Гость редакции — Борис Эйфман

Гость редакции —  Борис Эйфман | ФОТО Сергея Грицкова

ФОТО Сергея Грицкова

Без права на ошибку

Завтра художественный руководитель Санкт-Петербургского государственного академического театра балета, лауреат Государственной премии, премий «Золотая маска», «Триумф» и «Золотой софит» Борис Эйфман отметит 60-летний юбилей. В день рождения труппа балетмейстера выступит с гала-концертом на сцене Мариинского театра. Главный городской театр уже не первый год в этом месяце предоставляет свой зал известной во всем мире, но до сих пор «бездомной» балетной труппе. С этой темы — строительства собственного дома — мы и начали разговор в редакции.
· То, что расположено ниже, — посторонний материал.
PR #7089, opened 2026-04-11
Only build website when game files have changed

BlackYps:
The website build workflow fails when there are no balance snippets yet on deploy/fafdevelop or deploy/fafbeta. This is normal shortly after a release, but it looks concerning in the github UI.
It makes sense to only run this workflow when an actual deployment of game files has happened.
Or was there a specific reasoning to run on each develop update? @Garanas 

## Summary by CodeRabbit

* **Chores**
  * Updated documentation deployment workflow configuration to trigger from different source branches.

### DIFF
--- a/.github/workflows/docs-build.yml
+++ b/.github/workflows/docs-build.yml
@@ -22,7 +22,7 @@ name: Documentation - Build and deploy
 
 on:
   push:
-    branches: ["develop", "deploy/fafdevelop", "deploy/fafbeta"]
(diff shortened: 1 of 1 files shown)


BlackYps:
~~Hrm, I just noticed that the workflow (the old workflow file, currently on develop) did not trigger when I deployed to fafdevelop manually. This is strange.~~

Nevermind, I just forgot to update the staging branch, so no commits were actually deployed.

Garanas:
I don't recall why I set it to `develop`, but in any case `deploy/faf` should be in that list 😃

— Борис Яковлевич, как обстоят дела со строительством вашего Дворца танца? Помнится, год назад вы вместе с инвесторами проекта будущей набережной Европы давали довольно оптимистичную пресс-конференцию, тогда казалось, что вопрос уже решен.

— За этот год не изменилось ничего. Хотя нет, сменился инвестор (смеется). В остальном — никаких сдвигов. Хотя я занимаюсь этим проектом уже более четырех лет, до сих пор в ужасе от нашего чиновничьего беспредела. Любой процесс, любое дело, любой указ тормозятся на всех возможных уровнях.

Не хотел бы искать виноватых и показывать на них пальцем, но с мертвой точки строительство не сдвинулось. Я был раздавлен этим положением дел, но выбора у меня нет, и приходится вновь и вновь тратить энергию, ходить, просить, обивать пороги... А это требует терпения и огромного количества свободного времени. В таком случае неизбежно страдает моя творческая деятельность, где репетиции, гастроли и премьеры расписаны по часам на год вперед.

Хотел бы подчеркнуть, что набережная Европы — это далеко не мой личный проект, и я не могу быть его «мотором». Театр займет там одну десятую часть и считается культурным «обременением» для инвестора. Спасибо тем, кто меня туда «вставил».

— Для тех наших читателей, кто не знаком с вашим проектом, расскажите о нем, пожалуйста.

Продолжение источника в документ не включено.